◆ **Task prompt**: Once you find a line containing the word "const" in the entries below, copy it.

Stored data
Issue #4277, opened 2022-06-02
Consider using win-iconv for iconv on Windows


samth:
Currently, the "base" package depends on the ["racket-win32-x86_64"](https://github.com/racket/libs/tree/master/racket-win32-x86_64-3) package, which includes libiconv. libiconv is under the LGPL v2.1, and is the only LGPL dependency of minimal Racket (the others are from OpenSSL and libedit on various platforms). 

The win-iconv project (see https://github.com/burgerrg/win-iconv) has a Windows-only iconv replacement that is already mentioned by the Chez documentation. It is available under a non-restrictive license. It's also much smaller (1 MB vs 30kB).

Aeva:
What license is win-iconv under?  I don't see it in the git repository.

samth:
The readme says "public domain"[^1] (see https://github.com/burgerrg/win-iconv/blob/master/readme.txt#L3) 

[^1]: Yes I know this isn't really something you can do in all relevant legal systems.

otherjoel:
If it is in the public domain, I would assume any person or organization in a country that recognizes that status could simply fork it and issue it under a new license. But now you're the maintainer.

LiberalArtist:
@samth wrote:
> @Aeva wrote:
> > We should try to reach out to the author and see if they're willing to apply CC0 to it, so it can be used internationally. Otherwise, this is exchanging one set of licensing problems for another.
>
> I'd be fine with contacting the author, although there haven't been any commits since 2016. But I think that while the public domain declaration has various legal issues, it's almost certainly not a problem in practice and would improve the licensing situation.

I know @burgerrg is involved in Chez Scheme, but it looks to me from https://github.com/burgerrg/win-iconv/blob/db14b52d58f98b7700863bb38ae69d7d5121f1fa/readme.txt#L20 like win-iconv is forked from an upstream project with several contributors: https://github.com/win-iconv/win-iconv/graphs/contributors I think to be really robust we would need all of them to agree to CC-0 (unless maybe some have made only trivial commits). (Maybe this is a situation where we should seek guidance from the SFC?)

I agree that the informal public-domain declaration is not very likely to be a problem in practice. However, when *not* building with `--embed-dlls` or for a platform (like a game console) that's hostile to relinking, I would find the LGPL more confidence-inspiring than the ad-hoc public-domain statement.

Aeva:
[...]

Issue #4542, opened 2023-01-13
Does Racket 8.x actually work properly on Windows 7 ?


rebb:
Does Racket 8.x actually run on Windows 7 as the Download page suggests ?
I'm having problems installing herbie on it, and DrRacket.exe also does not start, instead there are multiple DLL related errors.

**What version of Racket are you using?**
8.7

**What program did you run?**
raco pkg install --auto herbie

**What should have happened?**
Herbie should have installed properly.

**If you got an error message, please include it here.**
```
Resolving "herbie" via https://download.racket-lang.org/releases/8.7/catalog/
Resolving "herbie" via https://pkgs.racket-lang.org
Downloading repository https://github.com/uwplse/herbie.git?path=src#v1.6 commit 600fd02dd9057ff758c4c73f806e323470f72a02
make-file-or-directory-link: cannot make link
  path: e:\Temp\UserTemp\SYSTEM\16736245871673624587460-uwplse_herbie_git_v1_6\www\doc\latest
  system error: The parameter is incorrect.; win_err=87
  context...:
   G:\Progs\Racket\collects\net\git-checkout.rkt:776:3
   [repeats 2 more times]
   G:\Progs\Racket\collects\net\git-checkout.rkt:167:11
   G:\Progs\Racket\collects\net\git-checkout.rkt:55:2: retry-loop
   G:\Progs\Racket\collects\pkg\private\download.rkt:102:2: download!
   G:\Progs\Racket\collects\file\cache.rkt:63:2: fetch-and-continue
   G:\Progs\Racket\collects\racket\contract\private\arrow-val-first.rkt:555:3
   G:\Progs\Racket\collects\pkg\private\download.rkt:94:0: download-repo!
   G:\Progs\Racket\collects\pkg\private\stage.rkt:319:11
   G:\Progs\Racket\collects\pkg\private\stage.rkt:115:0: stage-package/info
   [repeats 1 more time]
   G:\Progs\Racket\collects\pkg\private\install.rkt:142:0: install-packages
   G:\Progs\Racket\collects\pkg\private\install.rkt:953:4
   G:\Progs\Racket\collects\racket\contract\private\arrow-val-first.rkt:555:3
   G:\Progs\Racket\collects\racket\file.rkt:763:8
   G:\Progs\Racket\collects\racket\file.rkt:752:0: call-with-file-lock
   ...
```

**Please include any other relevant details**
Windows 7

shhyou:
Try this:
[...]

PR #4844, opened 2023-12-03
rktio: support ICU as iconv alternative, e.g. for Windows

LiberalArtist:
This PR aims to support ICU as an alternative to `iconv` in rktio to implement [byte converters](https://docs.racket-lang.org/reference/bytestrings.html#%28def._%28%28quote._~23~25kernel%29._bytes-open-converter%29%29).

Windows does not have iconv, so Racket currently distributes `libiconv-2.dll` in platform-specific packages like `racket-win32-x86_64-3` that are part of even the minimal Racket distribution. Building and distributing third-party C libraries is no fun. However, while looking into https://github.com/racket/racket/issues/4277, I discovered that [Windows has provided ICU](https://learn.microsoft.com/en-us/windows/win32/intl/international-components-for-unicode--icu-) as a supported system DLL since the Windows 10 Creators Update (1703), released in 2017. This appears to mean that all Windows versions in "mainstream support" from Microsoft include ICU.[^1]

[^1]: As explained in a comment in the code, in this PR I'm actually targeting Windows 10 version 1903, which avoids some per-thread initialization needed in earlier versions. The only earlier version of Windows still in mainstream support appears to be version 1809 (Enterprise LTSC 2019), for which [mainstream support ends in January](https://learn.microsoft.com/en-us/lifecycle/products/windows-10-enterprise-ltsc-2019).

My hope is that by using the OS-provided ICU, we can stop distributing `libiconv-2.dll` for minimal Racket on Windows.

The functionality may be useful in other contexts, too: for example, it seems Android has either no iconv or a very rudimentary iconv (vid. e.g. https://github.com/racket/racket/commit/8a087040128fad352a3b86cc94073a2e9585921c), but [Android provides ICU](https://developer.android.com/guide/topics/resources/internationalization#icu4c) as a system library.

I intend to contribute a similar patch to Chez Scheme, but I've found it easier to start with rktio.

# Open Design Questions

 1. I have not added any support to `configure` yet. I think the behavior should be:

     - On Windows, automatically enable ICU if `AC_CHECK_HEADER([icu.h])` finds it. To support building in older environments, don't build ICU support if the header is not found. To support running on older Windows versions, dynamically load `icu.dll` with `LoadLibraryW`/`GetProcAddress`. This means no linking flags are needed.
     - On other platforms, enable ICU only if specifically requested. If it is requested, find the appropriate flags either with [`AX_CHECK_ICU`](https://www.gnu.org/software/autoconf-archive/ax_check_icu.html) or by using `pkg-config` directly.

    But native Windows builds do not use Autoconf, and I'm not sure how to do the equivalent of `AC_CHECK_HEADER([icu.h])`. (I cannot overstate the extent to which I am not a Windows person&mdash;perhaps ironically, I have only tested this so far on GNU/Linux.) The simplest thing to do would probably be to omit the check and require an explicit `--disable-icu` (`/disableICU`?) to build in old Windows environments.

 2. If both iconv and ICU are enabled and found, currently ICU is used. That's certainly debatable. On non-Windows platforms, it seems to make sense because enabling ICU would be an explicit choice. On Windows, one consideration is that an iconv DLL might (sometimes?) end up being installed as a dependency of `racket/draw` (see https://github.com/racket/libs/commit/8ba7a8704b8052d297299be7f875e6a8b12364e1) or for some other reason, and having that change the behavior of `bytes-open-converter` seems worth avoiding.

 3. Currently, this change is entirely contained within the C code of rktio, with no change to the interface exposed to Racket. I could imagine ways of exposing more. The possibility I'd most strongly consider is adding a function to report whether iconv or ICU is being used. If there were a reason to want such a thing,  it would be possible to expose the new `rktio_iconv_converter_open` and `rktio_icu_converter_open` so they could both be used if both are available. If there were a desire to support `dlopen`ing ICU on non-Windows platforms, that might be a reason to drive more from the Racket side.

 4. There might be a better `ICU_BUF_SIZE`.

 5. If we want to stop distributing `libiconv-2.dll` for minimal Racket, there would need to be changes to the native library packages, which I have not attempted. That can (and probably should!) be done as a second step, though.

    As a compatibility consideration, I looked into the encoding names recognized by ICU compared to GNU libiconv. (The documentation is already clear that the supported encodings are system-dependent, so this is an extra level of scrutiny.) Both ICU and GNU libiconv recognize multiple aliases for some encodings. For most of the encodings supported by GNU libiconv (with `--enable-extra-encodings`), at least one alias is also listed by ICU. There are [some encodings](https://github.com/LiberalArtist/icuiconv/blob/8c5acb287bdd2966f356bed9bd67e5f9fa067734/encodings/missing-encodings.ss) for which that is not the case, though. I suspect these encodings are also supported by ICU under different names, and a sufficiently motivated person could fill in a translation table. Some of them might even be recognized by the matching functions in the ICU API: I only checked for exact matches.

### DIFF
--- a/racket/src/rktio/rktio_convert.c
+++ b/racket/src/rktio/rktio_convert.c
@@ -618,6 +618,11 @@ static void rktio_iconv_converter_close(rktio_t *rktio, rktio_iconv_converter_t 
   free(cvt);
 }
 
+static void rktio_iconv_convert_reset(rktio_t *rktio, rktio_iconv_converter_t *cvt)
+{
+  (void)iconv(cvt->cd, NULL, NULL, NULL, NULL);
+}
+
 static intptr_t rktio_iconv_convert(rktio_t *rktio,
                                     rktio_iconv_converter_t *cvt,
                                     char **in, intptr_t *in_left,
@@ -700,6 +705,14 @@ static void rktio_icu_converter_close(rktio_t *rktio, rktio_icu_converter_t *cvt
 #endif
 }
 
+static void rktio_icu_convert_reset(rktio_t *rktio, rktio_icu_converter_t *cvt)
+{
+  ucnv_reset(cvt->sourceCnv);
+  ucnv_reset(cvt->targetCnv);
+  cvt->pivotSource = &cvt->buf[0];
+  cvt->pivotTarget = &cvt->buf[0];
+}
+
 static intptr_t rktio_icu_convert(rktio_t *rktio,
                                   rktio_icu_converter_t *cvt,
                                   char **in, intptr_t *in_left,
@@ -713,10 +726,7 @@ static intptr_t rktio_icu_convert(rktio_t *rktio,
   if ((NULL == in) || (NULL == *in)) {
     if ((NULL == out) || (NULL == *out)) {
       /* Set cvt's conversion state to the initial state. */
-      ucnv_reset(cvt->sourceCnv);
-      ucnv_reset(cvt->targetCnv);
-      cvt->pivotSource = &cvt->buf[0];
-      cvt->pivotTarget = &cvt->buf[0];
+      rktio_icu_convert_reset(rktio, cvt);
       return 0;
     } else {
       /* out is not NULL and *out is not NULL */
@@ -748,9 +758,9 @@ static intptr_t rktio_icu_convert(rktio_t *rktio,
       if (U_SUCCESS(errorCode)) {
         return 0;
       } else {
-        ICUICONV_SET_ERRNO(U_BUFFER_OVERFLOW_ERROR == errorCode
-                           ? E2BIG
-                           : EBADMSG); /* ? */
+        set_racket_error((U_BUFFER_OVERFLOW_ERROR == errorCode)
+                         ? RKTIO_ERROR_CONVERT_NOT_ENOUGH_SPACE
+                         : RKTIO_ERROR_CONVERT_OTHER); /* ? */
         return RKTIO_CONVERT_ERROR;
       };
     };
@@ -806,7 +816,7 @@ rktio_converter_t *rktio_converter_open(rktio_t *rktio,
 
 void rktio_converter_close(rktio_t *rktio, rktio_converter_t *cvt)
 {
-  if (cvt->tag.is_iconv)
+  if (cvt->is_iconv)
     rktio_iconv_converter_close(rktio, (rktio_iconv_converter_t *) cvt);
   else
     rktio_icu_converter_close(rktio, (rktio_icu_converter_t *) cvt);
@@ -817,7 +827,7 @@ intptr_t rktio_convert(rktio_t *rktio,
                        char **in, intptr_t *in_left,
                        char **out, intptr_t *out_left)
 {
-  if (cvt->tag.is_iconv)
+  if (cvt->is_iconv)
     return rktio_iconv_convert(rktio, (rktio_iconv_converter_t *) cvt, in, in_left, out, out_left);
   else
     return rktio_icu_convert(rktio, (rktio_icu_converter_t *) cvt, in, in_left, out, out_left);
@@ -848,7 +858,10 @@ rktio_convert_result_t *rktio_convert_in(rktio_t *rktio,
 
 void rktio_convert_reset(rktio_t *rktio, rktio_converter_t *cvt)
 {
-  (void)iconv(cvt->cd, NULL, NULL, NULL, NULL);
+  if (cvt->is_iconv)
+    rktio_iconv_convert_reset(rktio, (rktio_iconv_converter_t *) cvt);
+  else
+    rktio_icu_convert_reset(rktio, (rktio_icu_converter_t *) cvt);
 }
 
 /*============================================================*/
--- a/racket/src/rktio/rktio_convert.c
+++ b/racket/src/rktio/rktio_convert.c
@@ -20,6 +20,15 @@
 # include <CoreFoundation/CFLocale.h>
 #endif
 
+#ifndef RKTIO_NO_ICU
+# ifdef RKTIO_SYSTEM_WINDOWS
+#  include <icu.h> /* see comment on init_icu() for why not <icucommon.h> */
+# else
+#  include "unicode/utypes.h" /* Basic ICU data types  */
+#  include "unicode/ucnv.h"   /* C   Converter API     */
+# endif
+#endif
+
 void rktio_convert_init(rktio_t *rktio) {
 #ifdef RKTIO_USE_XLOCALE
   rktio->locale = LC_GLOBAL_LOCALE;
@@ -151,7 +160,7 @@ static void init_iconv()
     }
   }
   
-  if (iconv) {
+  if (iconv) { /* can this be uninitialized? */
     if (hook_handle)
       iconv_errno = (errno_proc_t)rktio_get_proc_address(m, "_errno");
     else
@@ -220,6 +229,89 @@ static void init_iconv() { }
 void rktio_set_dll_path(rktio_char16_t *p) { }
 rktio_char16_t *rktio_get_dll_path(rktio_char16_t *s) { return NULL; }
 
+#endif
+
+/*============================================================*/
+/* ICU as an iconv alternative                                */
+/*============================================================*/
+
+typedef enum {
+  RKTIO_ICU_UNINITIALIZED,
+  RKTIO_ICU_READY,
+  RKTIO_ICU_UNAVAILABLE
+} icu_init_status_t;
+
+#ifdef RKTIO_NO_ICU
+# define icu_init_status RKTIO_ICU_UNAVAILABLE
+static void init_icu() { }
+#else
+# ifndef RKTIO_ICU_DLL
+#  define icu_init_status ICU_READY
+static void init_icu() { }
+# else
+typedef UConverter (*ucnv_open_proc_t)(const char *converterName, UErrorCode *err);
+typedef void (*ucnv_close_proc_t)(UConverter *converter);
+typedef void (*ucnv_reset_proc_t)(UConverter *converter);
+typedef void (*ucnv_convertEx_proc_t)(UConverter *targetCnv, UConverter *sourceCnv,
+                                      char **target, const char *targetLimit,
+                                      const char **source, const char *sourceLimit,
+                                      UChar *pivotStart,
+                                      UChar **pivotSource, UChar **pivotTarget,
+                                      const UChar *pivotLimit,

◆ **Reply**:
+typedef UConverter (*ucnv_open_proc_t)(const char *converterName, UErrorCode *err);
+                                      char **target, const char *targetLimit,
+                                      const char **source, const char *sourceLimit,
+                                      const UChar *pivotLimit,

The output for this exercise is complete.